Figure 6 shows that neutrophils are more efficient in controlling the infection in the case of a moderate intrinsic growth rate. This corroborates the previous results. It may also reflect how identifiable these two parameters are. Figure 6 can be divided into two: the center and the tails. In the tails, the leukocytes always win or lose the battle independent of the value of the intrinsic growth rate. But that means that the observed growth rate in these regions is not strongly correlated with leukocyte activity. The center is where there is an exchange: as the intrinsic growth rate increases, the neutrophil and monocyte activity has to increase to keep the fungus in check. That means that these two parameters are not identifiable from the point of view of the observed growth rate. That reinforces the previous conclusion that CAPA may be caused by decreased leukocyte activity, increased Aspergillus fumigatus growth, or both.

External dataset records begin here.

PR #959, opened 2023-03-29
Use return instead of enter for `pressKey: ENTER` on iOS

berikv:
## Proposed Changes

Some apps behave differently to return vs enter. In general the behaviour for return is more holistic and expected when running `pressKey: ENTER`.
Enter can be still be entered by running `inputText: "\n"`


artem888 (approved):

maestro-client/src/main/java/maestro/drivers/IOSDriver.kt
```diff
@@ -147,7 +147,7 @@ class IOSDriver(
     override fun pressKey(code: KeyCode) {
         val keyCodeNameMap = mapOf(
             KeyCode.BACKSPACE to "delete",
-            KeyCode.ENTER to "enter",
+            KeyCode.ENTER to "return",
             // Supported by iOS but not yet by maestro:
 //        KeyCode.RETURN to "return",
```
axelniklasson, line 152: Should we map both `ENTER` and `RETURN` to `return` or remove `RETURN` altogether and guide users to use `ENTER` instead?

berikv: maestro does not support `pressKey: RETURN`.
We can either
* switch the implementation of `pressKey: ENTER` to use "return" 
* add support for `pressKey: RETURN` and document the subtle difference and ask users to change their flows

axelniklasson: Yep, but keeping this in the code looks odd to me:

```
            KeyCode.ENTER to "return",
            // Supported by iOS but not yet by maestro:
//        KeyCode.RETURN to "return",
```

which is why I raised the question. No need to decide on the direction here right now though we can work on that later.

berikv: I don't follow your suggestion. We can't map RETURN to anything, because it is currently not supported. Only if we start supporting it, we can map it to "return". But if we go that route, it would make sense to map ENTER to "enter". Which is fine by me. But I think it'd be confusing for users, since even Apple didn't get this right in every app they made. If "return" works, I suggest we just map ENTER to "return".

berikv: (In new keyboards you can press return by fn+enter)

berikv: I'll clean up the comment to make it make more sense.

PR #966, opened 2023-03-31
Implement notifications permission setting logic on xctest driver side

artem888:
## Proposed Changes
This PR:
- removes "notifications" and "health" permissions from `applesimutils` since they were restarting Springboard and causing some idb / xctest connection issues
- moves notification permission setting under XCTest driver with a logical change that alert would be automatically dismissed depending on "notifications" permission setting

## Testing
- [x] maestro-flow-tester

## Issues Fixed
Majority of "Failed to reach out XCUITest Server" issues


maestro-driver-ios/maestro-driver-iosUITests/Routes/Handlers/SubTreeRouteHandler.swift
```diff
@@ -12,27 +12,30 @@ final class SubTreeRouteHandler: HTTPHandler {
...
             let springboardBundleId = "com.apple.springboard"
             logger.info("Trying to capture hierarchy snapshot for \(appId)")
             let start = NSDate().timeIntervalSince1970 * 1000
             let xcuiApplication = XCUIApplication(bundleIdentifier: appId)
             let springboardApplication = XCUIApplication(bundleIdentifier: springboardBundleId)
-
+            
+            tapOnSystemPermissionAlertIfNeeded(springboardApplication: springboardApplication,
+                                               appName: xcuiApplication.label)
+
```
berikv, line 25: Instead of mixing this into the implementation of SubTree, can the permission code go into its own file. Then each handler could first call into the permission handler and then continue with its work.
Later we could then refactor it as a pre-action for every handler so that the handlers are free from permission logic.

artem888: do you think it makes sense to do it on every Handler or just subTree?

berikv:
Yes I think so, but lets first have the implementation that you’ve tested to work.
My point is to contain the permission code as much as possible, so that calling it from other Handlers would be easy.

maestro-driver-ios/maestro-driver-iosUITests/Routes/Handlers/SetPermissionsHandler.swift
```diff
@@ -0,0 +1,36 @@
...
+    func handleRequest(_ request: HTTPRequest) async throws -> HTTPResponse {
+        let decoder = JSONDecoder()
+        
+        guard let requestBody = try? decoder.decode(SetPermissionsRequest.self, from: request.body) else {
+            let errorData = handleError(message: "incorrect request body provided")
+            return HTTPResponse(statusCode: HTTPStatusCode.badRequest, body: errorData)
+        }
+        
+        if let encoded = try? JSONEncoder().encode(requestBody.permissions) {
+            UserDefaults.standard.set(encoded, forKey: "permissions")
```
amanjeetsingh150, line 21: This can't fail?

maestro-driver-ios/maestro-driver-iosUITests/Routes/Handlers/SubTreeRouteHandler.swift
```diff
@@ -53,9 +56,38 @@ final class SubTreeRouteHandler: HTTPHandler {
...
+            return "unknown-snapshot-failure"
+        }
+    }
+    
+    private func tapOnSystemPermissionAlertIfNeeded(springboardApplication: XCUIApplication, appName: String) {
+        let predicate = NSPredicate(format: "label CONTAINS[c] %@", appName)
+        
+        guard let data = UserDefaults.standard.object(forKey: "permissions") as? Data,
+              let permissions = try? JSONDecoder().decode([String : PermissionValue].self, from: data),
+              let notificationsPermission = permissions.first(where: { $0.key == "notifications" }) else {
```
amanjeetsingh150, line 70: Can this work with other permissions as well?

maestro-driver-ios/maestro-driver-iosUITests/Routes/Handlers/SubTreeRouteHandler.swift
```diff
@@ -53,9 +56,38 @@ final class SubTreeRouteHandler: HTTPHandler {
...
+            return
```
amanjeetsingh150, line 71: Another question would be: "notifications" would work in case of localization?

maestro-driver-ios/maestro-driver-iosUITests/Routes/Handlers/SetPermissionsHandler.swift
berikv: UserDefaults is very reliable

maestro-driver-ios/maestro-driver-iosUITests/Routes/Handlers/SubTreeRouteHandler.swift
berikv: Lets for now only use this on tho notification permission. We can check other permissions later

maestro-driver-ios/maestro-driver-iosUITests/Routes/Handlers/SubTreeRouteHandler.swift
berikv: This string comes from the flow definition. Flow definitions currently do not support localisation.

maestro-driver-ios/maestro-driver-iosUITests/Routes/Handlers/SubTreeRouteHandler.swift
artem888: resolved

berikv (approved):

PR #967, opened 2023-03-31
Rename ios modules and Simctl

berikv:
## Proposed Changes

Rename:
* Module maestro-xcuitest-driver to maestro-ios-driver (contains the code to manage iOS Simulator and talk to the XCTest runner)
* Module maestro-driver-ios to maestro-ios-xctest-runner (contains the xctest runner code)
* Class maestro-xcuitest-driver/XCRunnerSimctl to maestro-ios-driver/XCRunnerCLIUtils (contains cli utils for managing the XCTest runner)
* Class maestro-ios/Simctl to maestro-ios-driver/LocalSimulatorUtils (contains code to control the simulator via cli / simctl)

These renames make it easier to navigate the code:
* ios code is grouped by the `maestro-ios` prefix
* Clearly different spelling between XCRunnerCLIUtils and LocalSimulatorUtils  

## Testing

No functional change. Just renames.
Tested running `./maestro-ios-xctest-runner/build-maestro-ios-runner.sh`


.github/workflows/publish-release.yml
```diff
@@ -95,7 +95,7 @@ jobs:
           ORG_GRADLE_PROJECT_signingInMemoryKeyPassword: ${{ secrets.SIGNING_PASSWORD }}
 
       - name: Upload Maestro XCUiTest Driver
-        run: ./gradlew clean :maestro-xcuitest-driver:publish --no-daemon --no-parallel
+        run: ./gradlew clean :maestro-ios-driver:publish --no-daemon --no-parallel
```
amanjeetsingh150, line 98: Wouldn't this be confused with the other directory where we have server code?

There would be maestro-ios-driver and maestro-driver-ios (swift one) in codebase, which is confusing for me. Sounds like same.

berikv: From the description:

> Rename:
>
> Module maestro-xcuitest-driver to maestro-ios-driver (contains the code to manage iOS Simulator and talk to the XCTest runner)
> Module maestro-driver-ios to maestro-ios-xctest-runner (contains the xctest runner code)

axelniklasson (approved):

maestro-ios/src/main/java/ios/LocalIOSDevice.kt
```diff
@@ -143,9 +143,8 @@ class LocalIOSDevice(
         return xcTestDevice.isScreenStatic()
     }
 
-    override fun setPermissions(id: String, permissions: Map<String, String>) {
-        simctlIOSDevice.setPermissions(id, permissions)
-        xcTestDevice.setPermissions(id, permissions)
+    override fun setPermissions(id: String, permissions: Map<String, String>): Result<Unit, Throwable> {
+        return simctlIOSDevice.setPermissions(id, permissions)
```
amanjeetsingh150, line 147: This is a rebase problem

amanjeetsingh150, line 147: This is breaking the notification change, and regresses maestro flow tester and the runs we do staging. I propose we take these rename changes in next release if these are not dependent on something important. Let me know your thoughts.

amanjeetsingh150 (changes requested):
This is breaking the notification change, and regresses maestro flow tester and the runs we do staging. I propose we take these rename changes in next release if these are not dependent on something important. Let me know your thoughts.

maestro-ios/src/main/proto/idb.proto
```diff
@@ -870,4 +870,4 @@ message DapResponse {
 
 message SimulateMemoryWarningRequest {}
 
-message SimulateMemoryWarningResponse {}
\ No newline at end of file
+message SimulateMemoryWarningResponse {}
```
amanjeetsingh150, line 873: Is something extra changed here?

maestro-ios/src/main/java/ios/LocalIOSDevice.kt
berikv: Thanks for finding this! I have updated the cod to call both xctest and simctl in case of setPermissions

maestro-ios/src/main/proto/idb.proto
berikv: A newline was added at the end of the file, my IntellIJ does that when I open the file

.github/workflows/publish-release.yml
berikv: Guys, this is both in the description and in the changes made. If there are any doubts, use `git switch rename_simctl` and see for yourself.

amanjeetsingh150 (approved):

Figures 5B and 9B, however, suggests that CAPA might be caused by both instead of only one of the causes. The tails and the center in Fig. 6 roughly relate to the plateaus and the dividing line in Figs. 5B and 9B. Note that there are only narrow areas of intrinsic growth rate that are entirely independent of neutrophil activity. That is, the dividing line in graphs 5B and 9B cuts the plot along the diagonal.

Interestingly, the work of Dellière et al. (2021) analyzed several clinical factors in COVID-19 patients with and without CAPA. Treatment of COVID-19 patients with the antibiotic azithromycin was associated with an increased risk of CAPA. In prior literature, azithromycin has been shown to attenuate neutrophil oxidative burst (Čulić et al. 2002). In our model, this would translate into a decreased neutrophil-killing probability. This fits with our finding that this parameter is paramount for CAPA establishment.

On the other hand, Dellière et al. (2021) found similar percentages of neutrophils and macrophages in CAPA and non-CAPA patients. Likewise, Xu et al. (2021) found that patients with fewer than \(1.5 \times 10^9\) neutrophils/L had no increased risk of developing CAPA. That resonates with our finding that the number of neutrophils and monocytes had a low correlation with the observed growth rate (Table 6) and was a poor predictor of CAPA (Figure trees) (Fig. 4).

The work we present here is primarily theoretical, validated with supporting evidence from the literature. While it would be very difficult to validate our predictions using actual patient data, one could instead use data from experiments with mouse models of aspergillosis and COVID-19. Such an experiment would involve three groups of mice: non-neutropenic ACE2 transgenic mice challenged with Aspergillus, ACE2 mice challenged with SARS-CoV2, and SARS-COV2 followed by Aspergillus. One could then use data on fungal load and cytokine measurements after 3 days.

We conclude that an increase in the favorability of the lung environment, likely due to an increased supply of nutrients and decreased effectivity of neutrophils to kill hyphae, is the most likely explanation for CAPA. To make our findings more robust, we tested two possible scenarios of how neutrophils kill hyphae (Supplementary Material). We found that the conclusions are the same, independent of the scenario.